### Exercise brief
Include in the output the line containing "### LINKED ISSUE" and each subsequent line of the records, through the end, transcribed exactly. Add nothing else.

### Exercise input

PR #463, opened 2023-05-04
Add OTLP JSON payload examples

### LINKED ISSUE #462: Add examples to OTLP/JSON
OTLP/JSON is a human readable format. It would be nice to have some example payloads in the OTLP specification to demonstrate what it can look like. Examples sometimes are very useful when you want to understand the structure of the payload.

See for example a user asking for it: https://github.com/open-telemetry/opentelemetry-specification/issues/2773#issuecomment-1245573473

joaopgrassi:
Fixes #462

I was not sure where to add the files, so I just went with some initial idea. I'm open to suggestions on where to put them/refer to them. 

I tested it with a local collector and all works. 

cc @tigrannajaryan

### DIFF
--- a/specification/otlp-json-examples/README.md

### Response area
### LINKED ISSUE #462: Add examples to OTLP/JSON
OTLP/JSON is a human readable format. It would be nice to have some example payloads in the OTLP specification to demonstrate what it can look like. Examples sometimes are very useful when you want to understand the structure of the payload.

See for example a user asking for it: https://github.com/open-telemetry/opentelemetry-specification/issues/2773#issuecomment-1245573473

joaopgrassi:
Fixes #462

I was not sure where to add the files, so I just went with some initial idea. I'm open to suggestions on where to put them/refer to them. 

I tested it with a local collector and all works. 

cc @tigrannajaryan

### DIFF
--- a/specification/otlp-json-examples/README.md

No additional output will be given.